GO  MONGOL You want a history lesson? Take a class. You want clanging swords, sneering villains, storybook romance and bloody vengeance? Here’s a brawny old-school epic to make the CGI tumult of 300, Alexander and Troy look like sissy-boy slap parties. “Do not scorn the weak cub; he may become the brutal tiger,” the opening title card reads, and Russian director Sergei Bodrov (Prisoner of the Mountains) shrewdly casts this reverent retelling of Genghis Khan: The Early Years not as the rise of an emperor but as a classic underdog tale. Using mostly real extras, stunt work and staggering locations, Bodrov recounts the 13th-century conqueror’s path from childhood enslavement to tender lover, doting dad, all-around square dealer and — oh yeah — builder of the Mongol Empire. As storytelling, aside from its unobtrusive flashback structure, the movie’s as straight as the arrows that fly in close-up — a CGI trick that, like most of the movie’s limited digital effects, is more effective for being seldom used. Mongol is powered by a quietly commanding lead performance by Japanese actor Tadanobu Asano, and by the forceful evocation of its physical details: horses traversing a field of boulders, the heft of its bulky costumes. Last year’s Academy Award nominee from Kazakhstan for Best Foreign Language Film, this is purportedly the first in a multifilm saga on the wrath of Khan; as such, it’s probably the last thing you’d expect — great fun. (ArcLight Hollywood; The Landmark) (Jim Ridley)

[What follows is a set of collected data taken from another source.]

PR #4145, opened 2024-09-11
Add ParmParse::query_enum_sloppy that can ignore characters

WeiqunZhang:
The characters in the `ignores` argument will be ignored as if they don't exist in the value part of `name = value`.


ax3l (approved):
Nice, thanks for the test, too!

MOTHER OF TEARS Smashed heads! Smashed faces! A woman disemboweled and hanged with her own guts! Vaginal impalement with, er, a snap-together vagina impaler! Already a vocal cult calls the long-awaited, long-deferred final film in Dario Argento’s “Three Mothers” trilogy some kind of twisted Film Moe Dee classic — but for anyone with fond memories of Suspiria and Inferno three decades ago, it’s impossible to see this awe-inspiringly awful shocker as anything but a high-camp fiasco. A regrettably restrained Asia Argento plays the innocent who must confront the return of the all-powerful witch Mater Lachrymarum, the Mother of Tears, whose arrival triggers a cheapo apocalypse in modern-day Rome. Without Argento’s once-trademark cinematic panache, all that’s left is poorly staged, protracted sadism interrupted by expository narcolepsy, abysmal acting and unintended horselaughs. Those who make a case for this as an elaborate jape get the most support from the movie’s deranged final third, which starts with a hilarious montage of cackling, clawing supermodel witches converging on Rome like a Transylvanian Sex and the City convention; it ends with Asia crawling through an excremental downpour toward a closing-shot curtain call, where she collapses in gales of cathartic laughter. If you believe someone of Dario Argento’s proven talent would make a movie so deliberately sucky, feel free to join in. (Nuart) (Jim Ridley)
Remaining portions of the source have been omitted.